The version shown here uses 12 transistors and relies on a single fuse for overload protection. More complex designs could possibly give better results, but the aim was to see how well a fairly simple version could be made to perform. The supply voltage can be about 58V for a 35watt version, e.g. using a 40V rms supply transformer. The capacitor coupled output protects the speakers from output transistor failure or anything else causing a large shift in dc output voltage, while any adverse effects of the capacitor are reduced by including it in the overall feedback loop. A rough calculation suggests that a shorted output will not damage the power transistors before the fuse blows, but I have no intention of testing this, though I did manage to blow a 3A-T fuse during testing with a 100kHz square wave into a 4uF load, (a bad idea!) and the amplifier was still ok after fitting a new fuse.
Thermal protection is now shown in the diagram to limit heatsink temperature to 70 deg.C using a normally open thermal switch. This is bolted to the heatsink, and in effect switches off the amplifier at 70 deg. The cut off takes a few seconds, and the output distorts during this time, but switching back on is faster. Putting the switch in the driver stage current source means a normally open switch can be used, so the contacts have no effect during normal operation. Reliability is improved, because only a small current is switched, instead of the alternative of switching the 55V power line.
T type anti surge fuses typically can survive at 10 times their rated current for about 100 msec, and at 5 times the rated current for 1 sec, so a 2A supply line fuse in an amplifier capable of supplying 8A peak output current into a 3ohm load is not the serious limit to output power that it may seem. Even for a continuous 8A peak sine wave output the average supply current will be about 2.5A, and a 2A-T fuse can pass this curent almost indefinitely. The protection from a fuse is clearly inferior to that from full load-line protection, but the resulting simplicity and ability to drive difficult loads without protection circuits adding distortion are some advantage.
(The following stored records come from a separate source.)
PR #4005, opened 2025-09-17
[BackLite] Add button release check

RKBoss6:
Just checks if the button is released, then cancel the check for long press, to avoid users pressing once, then once more and the screen turns on.

### DIFF
--- a/apps/backlite/boot.js
+++ b/apps/backlite/boot.js
@@ -29,7 +29,7 @@
         } else {
           Bangle.setLCDBrightness(0);
         }
-        clearTimeout(longPressTimer)
+        longPressTimer = null;
       }, longPressTime); // Slight delay to allow unlock to settle
     }
   });
--- a/apps/backlite/boot.js
+++ b/apps/backlite/boot.js
@@ -11,26 +11,36 @@
   //Set LCD to zero every reboot
   let s = require("Storage").readJSON("setting.json", 1) || {};
   s.brightness = 0;
+  if (!("lcdTimeout" in s)) s.lcdTimeout = 5; // fallback so  logic doesn't break
   require("Storage").writeJSON("setting.json", s);
   //remove large settings object from memory
-  delete s;
+  s=null;
   const longPressTime=400; //(ms)
-
+  var longPressTimer;
   Bangle.on('lock', function(isLocked) {
     Bangle.setLCDBrightness(0);
 
     if (!isLocked) {
       // Just unlocked — give a short delay and check if BTN1 is still pressed
-      setTimeout(() => {
+      longPressTimer=setTimeout(() => {
         if (digitalRead(BTN1)) {
           //set brightness until. locked.
           Bangle.setLCDBrightness(getSettings().brightness);
         } else {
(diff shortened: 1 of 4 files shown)


apps/backlite/boot.js
```diff
@@ -11,26 +11,36 @@
   //Set LCD to zero every reboot
   let s = require("Storage").readJSON("setting.json", 1) || {};
   s.brightness = 0;
+  if (!("lcdTimeout" in s)) s.lcdTimeout = 5; // fallback so  logic doesn't break
   require("Storage").writeJSON("setting.json", s);
   //remove large settings object from memory
-  delete s;
+  s=null;
```
bobrippling: We're probably better keeping `delete s;` here, then the variable is gone entirely instead of one existing and holding onto `null`

apps/backlite/boot.js
```diff
@@ -11,26 +11,36 @@
...
       // Just unlocked — give a short delay and check if BTN1 is still pressed
-      setTimeout(() => {
+      longPressTimer=setTimeout(() => {
         if (digitalRead(BTN1)) {
           //set brightness until. locked.
           Bangle.setLCDBrightness(getSettings().brightness);
         } else {
           Bangle.setLCDBrightness(0);
         }
+        clearTimeout(longPressTimer)
```
bobrippling: Here there is no timeout to clear, since it's already fired. You could set it to `null` (not deleting here, since we want the variable to remain for future sets)

```suggestion
        longPressTimer = null;
```

bobrippling (commented):
Nice find, thanks! Just a couple of little things

RKBoss6:
This doesn't work, and if you press, release, and then press quickly, it still checks for the button and lights up the screen, even with the checks in place. @bobrippling do you have any idea why that could be?

apps/backlite/boot.js
```diff
@@ -11,26 +11,36 @@
...
+  var longPressTimer;
   Bangle.on('lock', function(isLocked) {
     Bangle.setLCDBrightness(0);
 
     if (!isLocked) {
       // Just unlocked — give a short delay and check if BTN1 is still pressed
-      setTimeout(() => {
+      longPressTimer=setTimeout(() => {
         if (digitalRead(BTN1)) {
           //set brightness until. locked.
```
bobrippling, line 27: > This doesn't work, and if you press, release, and then press quickly, it still checks for the button and lights up the screen, even with the checks in place. @bobrippling do you have any idea why that could be?

I don't think my below suggestion is right unless there's a race between 'clearTimeout()` and the invocation of the timeout func.

If you add debug logs to both the timeout function (each arm of the `if`) and the `setWatch` callback, what gets printed?


```suggestion
      longPressTimer=setTimeout(() => {
        if (longPressTimer == null) {
          // cancelled, ignore
          return;
        }
        if (digitalRead(BTN1)) {
          //set brightness until. locked.
```

RKBoss6:
I think I'll just close this for now, it doesn't look like it'll work either way, and it's not that big of a deal if this isn't implemented.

The BF469 (NPN), BF423 (PNP) and BF470 (PNP) are used because they have very low base-collector capacitance. The 2SC2547 has very low audio frequency noise figure, under 0.5dB, at the 0.2mA collector current and 10k source resistance used here. (The high gain version 2SC2547E is better if available). The 10k resistance adds less than 2 microvolts rms input noise over a 20kHz bandwidth, which should be inaudible with most speakers. All resistors used were 1% tolerance metal film apart from the 4R7 values in the output network.
The supply line rejection is very good, the input and driver stages not having any connection to the supply other than the bias current supply for the 2V7 zener. A single supply voltage is used, so only one large smoothing capacitor is needed in the power supply, 15000uF 63V being typical. There may be some advantage in using several smaller values in parallel, the impedance often being smaller and current rating higher for the same cost. The same advantage is gained by using a 4400uF output capacitor made from two 2200uF in parallel, though the original reason for this was because the 4700uF capacitors I could obtain were too tall to fit in the case I wanted to use.
Why use capacitor coupling to the speaker output? In a previous commercial design I used a direct coupled output with a relay for speaker protection switching. I really hated that output relay! The only fault ever to happen to that design was relay failure. Many years ago most transistor power amplifiers used output coupling capacitors, and then there was much less danger of speaker damage, e.g. if one of the power transistors became shorted. Output capacitors add a little distortion, (D.Self, Electronics World Sept 1997 p718, shows a measurement at 40W into 8ohms via a 'standard' 6800uF of 0.0025% mostly third harmonic at mid frequencies, rising above this only below 20Hz. More recent measurements by C.Bateman found significant second harmonic and demonstrated that there is an optimum bias voltage at which distortion is a minimum, though this voltage appears to be too low to be convenient for the present application). They also reduce damping factor at bass frequencies, have a small series resistance and are generally thought to be a "bad thing". This present design reduces these problems of a coupling capacitor by including it in the overall feedback loop.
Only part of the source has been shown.